A customer did run into it through a series of automated tests. I was
able to finally reproduce with the instructions given below. I
simplified it given that the series of test the customer was running
was much more complex.

> > In this situation whatever_store() is waiting for the mutex foo to
> > become unlocked, but that won't happen until module removal is complete.
> > But module removal won't complete until the syfs file being poked completes
> > which is waiting for a lock already held.
> > 
> > This is a generic kernel issue with sysfs files which use any lock also
> > used on module removal. Different generic solutions have been proposed.
> > One approach proposed is by directly by augmenting attributes with module
> > information [0]. This patch implements a solution by adding macros with
> > the prefix MODULE_DEVICE_ATTR_*() which accomplish the same.
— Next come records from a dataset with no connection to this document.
PR #7737, opened 2022-11-08
Adds optimizations to Docker Build

btobin:
Followup resolutions from merged infra [PR](https://github.com/flutter/website/pull/7580) comments, plus additional optimizations:

- Removes `firebase-tools` and `superstatic` package.json installs. Neither are required any longer, and installing them slows down docker builds. Updates outdated comment in link check config. Updates package-lock.json after local setup.
- Removes comments about host user because they were confusing, and it’s not really important for this usage. 
- Updates naming of `FLUTTER_BUILD_BRANCH` env var for clarity
- Removes comment referencing —null-safety flag
- Removes unnecessary docker compose Firebase env vars
- Removes comments regarding TODO future usage of SHA installs for Flutter/Node as this would increase maintenance cost of the Dockerfile. If we still feel it’s worth documenting, we can file a separate issue for clarity on that potential future upgrade, similar to [what’s being done in the Dart website](https://github.com/dart-lang/site-www/blob/main/Dockerfile#L33)

@khanhnwin @johnpryan I'll add a reference to the appropriate comment(s) in the above PR. 

## Presubmit checklist


sfshaza2:
@khanhnwin, can you review?

ditman:
@btobin it seems that the node+firebase-tools combo installed by the Dockerfile has started blowing up? I've just noticed a couple of PRs broken because of it:

https://github.com/flutter/website/issues/7741

khanhnwin (approved):

khanhnwin:
Thanks Brian! LGTM.

@domesticmouse @sfshaza2 let's wait for #7742 to land before we merge this one?

domesticmouse:
Sgtm!

khanhnwin:
@btobin John was able to put in the fix with #7742!

btobin:
@khanhnwin Okay, awesome - that works as well. Great to check it regardless, and more stable to lock it. I think in this case that the problem really was that we are upgrading npm to the latest version, and it clashed because of the recent LTS bump to 18. 

I'll remove that and also update the build.yml file so it's consistent with those new versions, then submit another PR. 

Thanks!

Until we
> > don't have a generic agreed upon solution for this shared between drivers,
> > we must implement a fix for this on each driver.
> > 
> > We make zram use the new MODULE_DEVICE_ATTR_*() helpers, and completely
> > open code the solution for class attributes as there are only a few of
> > those.
> > 
> > This issue can be reproduced easily on the zram driver as follows:
> > 
> > Loop 1 on one terminal:
> > 
> > while true;
> > 	do modprobe zram;
> > 	modprobe -r zram;
> > done
> > 
> > Loop 2 on a second terminal:
> > while true; do
> > 	echo 1024 >  /sys/block/zram0/disksize;
> > 	echo 1 > /sys/block/zram0/reset;
> > done
> 
> As fun as this is, it's not a real workload, please do not pretend that
> it is.

Whoever said that it was? This is just a way to reproduce an issue which
was reported.

> And your code is still racy, see below.  You just made the window even
> smaller, which you still should be objecting to as you somehow feel this
> is a valid usecase :)
> 
> > @@ -2048,13 +2048,19 @@ static ssize_t hot_add_show(struct class *class,
> >  {
> >  	int ret;
> >  
> > +	if (!try_module_get(THIS_MODULE))
> > +		return -ENODEV;
> > +
> 
> You can not increment/decrement your own module's reference count and
> expect it to work properly, as it is still a race.

The goal here is to prevent an rmmod call if this succeeds. If it
succeeds then any subsequent rmmod will fail. Can you explain how
this is still racy?

  Luis